§ Activity
Find and copy the lines in the records beneath this task that contain the word "methods".

[Saved entries]

========================================================================

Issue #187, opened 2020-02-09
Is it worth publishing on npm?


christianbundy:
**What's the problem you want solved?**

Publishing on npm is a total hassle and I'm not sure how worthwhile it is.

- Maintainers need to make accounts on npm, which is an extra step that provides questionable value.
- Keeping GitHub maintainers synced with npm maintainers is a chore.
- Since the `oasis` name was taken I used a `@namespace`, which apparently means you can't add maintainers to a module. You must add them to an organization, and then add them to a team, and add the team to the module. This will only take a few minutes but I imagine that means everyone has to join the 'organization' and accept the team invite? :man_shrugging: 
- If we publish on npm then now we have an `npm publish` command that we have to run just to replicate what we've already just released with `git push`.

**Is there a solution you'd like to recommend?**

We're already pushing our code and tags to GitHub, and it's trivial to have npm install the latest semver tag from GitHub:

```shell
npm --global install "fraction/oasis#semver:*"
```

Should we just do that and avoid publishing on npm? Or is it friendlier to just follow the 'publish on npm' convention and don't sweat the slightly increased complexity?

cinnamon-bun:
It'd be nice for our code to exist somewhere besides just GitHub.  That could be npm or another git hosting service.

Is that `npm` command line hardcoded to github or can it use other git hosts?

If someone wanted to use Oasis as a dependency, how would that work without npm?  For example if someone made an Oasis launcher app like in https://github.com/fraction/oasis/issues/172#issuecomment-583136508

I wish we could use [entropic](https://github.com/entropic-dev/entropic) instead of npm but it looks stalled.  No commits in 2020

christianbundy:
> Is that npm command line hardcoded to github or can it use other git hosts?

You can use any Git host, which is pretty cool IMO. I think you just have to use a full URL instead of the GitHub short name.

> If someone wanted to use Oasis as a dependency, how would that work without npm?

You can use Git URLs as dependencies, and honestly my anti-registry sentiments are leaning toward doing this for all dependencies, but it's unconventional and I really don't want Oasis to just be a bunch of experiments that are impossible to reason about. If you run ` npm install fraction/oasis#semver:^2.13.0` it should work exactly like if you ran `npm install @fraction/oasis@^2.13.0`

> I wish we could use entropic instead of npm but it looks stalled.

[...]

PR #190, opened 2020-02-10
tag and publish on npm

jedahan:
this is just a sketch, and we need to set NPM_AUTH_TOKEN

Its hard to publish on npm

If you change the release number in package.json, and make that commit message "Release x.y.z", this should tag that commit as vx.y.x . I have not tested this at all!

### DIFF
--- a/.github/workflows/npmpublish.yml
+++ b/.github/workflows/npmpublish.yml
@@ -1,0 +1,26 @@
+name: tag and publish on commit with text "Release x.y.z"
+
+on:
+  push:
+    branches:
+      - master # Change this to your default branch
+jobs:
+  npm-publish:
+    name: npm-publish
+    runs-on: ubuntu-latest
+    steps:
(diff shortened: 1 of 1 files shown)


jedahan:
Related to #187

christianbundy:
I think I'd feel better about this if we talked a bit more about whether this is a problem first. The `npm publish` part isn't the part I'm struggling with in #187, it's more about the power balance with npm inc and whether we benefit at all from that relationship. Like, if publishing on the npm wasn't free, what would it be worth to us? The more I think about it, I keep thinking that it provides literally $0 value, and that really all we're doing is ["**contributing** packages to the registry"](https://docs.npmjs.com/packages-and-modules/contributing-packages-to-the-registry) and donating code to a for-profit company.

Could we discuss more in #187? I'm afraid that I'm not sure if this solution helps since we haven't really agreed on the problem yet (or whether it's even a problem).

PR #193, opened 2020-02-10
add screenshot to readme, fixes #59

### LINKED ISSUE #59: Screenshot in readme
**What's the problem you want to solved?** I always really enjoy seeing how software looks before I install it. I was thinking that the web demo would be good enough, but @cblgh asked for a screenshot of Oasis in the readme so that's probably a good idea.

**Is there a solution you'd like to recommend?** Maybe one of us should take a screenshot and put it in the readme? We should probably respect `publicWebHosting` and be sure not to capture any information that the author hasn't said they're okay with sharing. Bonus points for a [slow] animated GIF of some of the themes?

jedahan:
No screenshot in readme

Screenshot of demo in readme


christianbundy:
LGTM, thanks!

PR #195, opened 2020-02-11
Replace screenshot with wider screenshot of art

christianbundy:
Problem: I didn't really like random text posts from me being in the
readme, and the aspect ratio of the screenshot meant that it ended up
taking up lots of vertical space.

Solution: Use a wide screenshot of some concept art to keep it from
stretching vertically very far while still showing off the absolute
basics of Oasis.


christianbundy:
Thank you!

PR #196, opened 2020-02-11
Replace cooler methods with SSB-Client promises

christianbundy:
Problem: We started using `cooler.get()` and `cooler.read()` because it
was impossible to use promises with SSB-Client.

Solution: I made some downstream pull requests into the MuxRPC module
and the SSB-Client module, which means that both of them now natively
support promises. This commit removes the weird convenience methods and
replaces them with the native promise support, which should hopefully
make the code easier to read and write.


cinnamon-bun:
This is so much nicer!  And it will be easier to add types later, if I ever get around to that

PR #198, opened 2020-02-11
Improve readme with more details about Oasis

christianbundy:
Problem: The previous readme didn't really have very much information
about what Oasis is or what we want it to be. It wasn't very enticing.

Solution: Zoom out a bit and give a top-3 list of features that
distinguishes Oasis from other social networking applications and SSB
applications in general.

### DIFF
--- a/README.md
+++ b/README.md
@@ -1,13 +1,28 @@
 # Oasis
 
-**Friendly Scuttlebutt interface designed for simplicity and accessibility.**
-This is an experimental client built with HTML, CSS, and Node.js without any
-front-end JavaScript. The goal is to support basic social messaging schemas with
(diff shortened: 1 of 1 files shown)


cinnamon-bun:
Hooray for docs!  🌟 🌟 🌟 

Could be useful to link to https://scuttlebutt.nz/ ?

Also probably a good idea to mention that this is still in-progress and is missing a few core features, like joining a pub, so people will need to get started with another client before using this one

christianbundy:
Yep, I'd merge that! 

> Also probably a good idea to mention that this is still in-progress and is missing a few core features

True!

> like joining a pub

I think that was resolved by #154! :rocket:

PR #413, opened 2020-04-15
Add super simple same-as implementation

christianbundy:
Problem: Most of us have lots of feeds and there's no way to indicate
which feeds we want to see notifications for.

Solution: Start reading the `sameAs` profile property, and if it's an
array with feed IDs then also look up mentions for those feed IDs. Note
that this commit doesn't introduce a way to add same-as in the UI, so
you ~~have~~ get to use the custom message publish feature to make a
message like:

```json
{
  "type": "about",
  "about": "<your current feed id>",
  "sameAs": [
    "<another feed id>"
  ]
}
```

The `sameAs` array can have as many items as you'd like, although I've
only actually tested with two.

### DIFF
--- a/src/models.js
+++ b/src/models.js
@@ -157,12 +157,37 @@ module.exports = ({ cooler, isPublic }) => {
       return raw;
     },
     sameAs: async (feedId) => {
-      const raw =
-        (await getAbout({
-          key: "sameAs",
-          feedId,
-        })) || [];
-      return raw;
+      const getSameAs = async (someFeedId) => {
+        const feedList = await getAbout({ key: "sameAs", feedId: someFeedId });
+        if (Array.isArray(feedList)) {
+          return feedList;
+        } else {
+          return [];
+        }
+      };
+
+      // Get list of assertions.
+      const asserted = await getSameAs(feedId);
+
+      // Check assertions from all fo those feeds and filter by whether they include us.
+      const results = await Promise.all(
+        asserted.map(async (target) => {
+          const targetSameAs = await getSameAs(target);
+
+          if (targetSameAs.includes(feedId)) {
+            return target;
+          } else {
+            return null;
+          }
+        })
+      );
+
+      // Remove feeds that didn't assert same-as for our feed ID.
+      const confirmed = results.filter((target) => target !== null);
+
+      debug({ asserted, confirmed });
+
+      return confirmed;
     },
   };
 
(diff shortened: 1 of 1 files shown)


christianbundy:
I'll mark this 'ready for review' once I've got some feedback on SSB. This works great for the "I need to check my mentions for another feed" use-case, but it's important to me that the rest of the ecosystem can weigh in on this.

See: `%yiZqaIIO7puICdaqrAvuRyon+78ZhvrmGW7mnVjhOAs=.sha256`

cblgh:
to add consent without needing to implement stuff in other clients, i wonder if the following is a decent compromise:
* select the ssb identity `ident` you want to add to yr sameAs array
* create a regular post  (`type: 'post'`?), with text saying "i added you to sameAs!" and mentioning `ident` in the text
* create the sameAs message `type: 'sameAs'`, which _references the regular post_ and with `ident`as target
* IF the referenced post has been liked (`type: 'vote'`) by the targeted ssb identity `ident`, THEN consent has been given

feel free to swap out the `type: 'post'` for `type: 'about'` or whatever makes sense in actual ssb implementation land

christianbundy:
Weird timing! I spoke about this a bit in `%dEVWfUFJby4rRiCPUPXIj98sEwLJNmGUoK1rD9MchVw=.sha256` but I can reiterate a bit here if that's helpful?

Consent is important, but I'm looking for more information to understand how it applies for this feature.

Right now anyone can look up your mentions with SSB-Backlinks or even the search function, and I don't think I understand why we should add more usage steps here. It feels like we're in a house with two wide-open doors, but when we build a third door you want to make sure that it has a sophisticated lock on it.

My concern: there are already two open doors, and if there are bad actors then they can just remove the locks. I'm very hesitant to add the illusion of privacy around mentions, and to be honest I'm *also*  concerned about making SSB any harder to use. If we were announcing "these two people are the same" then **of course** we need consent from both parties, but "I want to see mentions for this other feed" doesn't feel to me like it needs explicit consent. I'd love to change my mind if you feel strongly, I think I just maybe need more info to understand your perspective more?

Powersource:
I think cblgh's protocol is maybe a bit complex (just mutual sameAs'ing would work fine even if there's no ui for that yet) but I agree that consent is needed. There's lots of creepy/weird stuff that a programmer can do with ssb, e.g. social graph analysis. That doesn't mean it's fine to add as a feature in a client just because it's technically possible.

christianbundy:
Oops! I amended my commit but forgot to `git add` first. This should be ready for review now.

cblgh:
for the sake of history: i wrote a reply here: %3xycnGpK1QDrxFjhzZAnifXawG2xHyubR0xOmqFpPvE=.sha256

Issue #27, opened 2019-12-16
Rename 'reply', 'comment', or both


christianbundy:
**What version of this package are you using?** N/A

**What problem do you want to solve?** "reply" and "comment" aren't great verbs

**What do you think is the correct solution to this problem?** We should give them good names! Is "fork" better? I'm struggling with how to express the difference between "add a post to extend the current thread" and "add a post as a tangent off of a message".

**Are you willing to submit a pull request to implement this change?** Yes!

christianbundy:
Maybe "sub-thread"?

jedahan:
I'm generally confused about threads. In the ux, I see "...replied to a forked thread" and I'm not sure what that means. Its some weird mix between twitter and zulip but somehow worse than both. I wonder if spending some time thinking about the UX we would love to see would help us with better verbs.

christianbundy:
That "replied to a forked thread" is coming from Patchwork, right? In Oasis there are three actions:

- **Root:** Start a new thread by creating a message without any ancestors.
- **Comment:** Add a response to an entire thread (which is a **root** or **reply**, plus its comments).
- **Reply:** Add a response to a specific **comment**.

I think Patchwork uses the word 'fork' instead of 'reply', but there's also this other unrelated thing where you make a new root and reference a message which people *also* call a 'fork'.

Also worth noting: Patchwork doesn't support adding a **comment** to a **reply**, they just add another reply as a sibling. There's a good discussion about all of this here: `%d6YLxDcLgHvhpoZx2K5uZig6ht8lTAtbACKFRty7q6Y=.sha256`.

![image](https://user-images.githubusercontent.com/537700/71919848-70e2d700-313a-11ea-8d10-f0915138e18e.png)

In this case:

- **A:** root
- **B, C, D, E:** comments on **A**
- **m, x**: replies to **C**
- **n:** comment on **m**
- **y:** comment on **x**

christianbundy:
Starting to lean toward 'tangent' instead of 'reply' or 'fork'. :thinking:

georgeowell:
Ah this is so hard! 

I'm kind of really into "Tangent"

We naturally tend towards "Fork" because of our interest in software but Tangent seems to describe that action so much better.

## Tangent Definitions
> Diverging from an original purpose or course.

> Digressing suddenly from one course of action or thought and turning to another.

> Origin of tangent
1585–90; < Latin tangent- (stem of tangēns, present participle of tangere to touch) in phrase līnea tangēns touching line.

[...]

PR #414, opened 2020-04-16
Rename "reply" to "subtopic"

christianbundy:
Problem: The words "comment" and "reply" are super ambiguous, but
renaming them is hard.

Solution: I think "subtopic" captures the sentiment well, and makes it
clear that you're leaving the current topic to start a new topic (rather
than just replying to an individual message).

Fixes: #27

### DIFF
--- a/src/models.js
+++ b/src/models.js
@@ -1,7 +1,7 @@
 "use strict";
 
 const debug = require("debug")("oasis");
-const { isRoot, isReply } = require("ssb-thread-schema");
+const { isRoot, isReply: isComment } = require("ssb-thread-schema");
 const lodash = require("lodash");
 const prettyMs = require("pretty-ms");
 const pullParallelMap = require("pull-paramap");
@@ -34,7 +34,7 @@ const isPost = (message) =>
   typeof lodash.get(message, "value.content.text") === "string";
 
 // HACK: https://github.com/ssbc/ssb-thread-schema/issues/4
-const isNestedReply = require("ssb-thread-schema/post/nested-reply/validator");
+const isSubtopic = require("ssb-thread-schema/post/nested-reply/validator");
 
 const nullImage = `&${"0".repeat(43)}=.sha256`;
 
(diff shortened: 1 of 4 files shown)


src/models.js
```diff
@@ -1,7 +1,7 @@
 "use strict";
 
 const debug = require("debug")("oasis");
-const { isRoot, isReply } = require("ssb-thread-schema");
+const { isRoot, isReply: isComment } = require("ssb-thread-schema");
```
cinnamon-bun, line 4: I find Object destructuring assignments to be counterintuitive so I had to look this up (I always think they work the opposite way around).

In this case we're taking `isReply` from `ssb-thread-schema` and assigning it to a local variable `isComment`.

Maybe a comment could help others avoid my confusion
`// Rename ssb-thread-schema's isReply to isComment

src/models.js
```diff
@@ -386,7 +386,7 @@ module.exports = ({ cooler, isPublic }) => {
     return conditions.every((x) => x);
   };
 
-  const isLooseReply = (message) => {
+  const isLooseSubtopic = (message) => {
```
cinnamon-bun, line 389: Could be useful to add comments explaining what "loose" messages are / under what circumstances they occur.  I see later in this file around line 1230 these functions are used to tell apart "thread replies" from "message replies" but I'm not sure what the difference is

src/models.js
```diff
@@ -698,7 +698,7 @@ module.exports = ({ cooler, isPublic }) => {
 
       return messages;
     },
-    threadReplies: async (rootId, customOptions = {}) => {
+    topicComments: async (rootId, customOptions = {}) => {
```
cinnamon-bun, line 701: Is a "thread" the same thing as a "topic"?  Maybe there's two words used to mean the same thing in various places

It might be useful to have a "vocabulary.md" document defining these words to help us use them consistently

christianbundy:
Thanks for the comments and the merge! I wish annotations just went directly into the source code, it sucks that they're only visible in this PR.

========================================================================

§ Completed exercise
Replace cooler methods with SSB-Client promises
support promises. This commit removes the weird convenience methods and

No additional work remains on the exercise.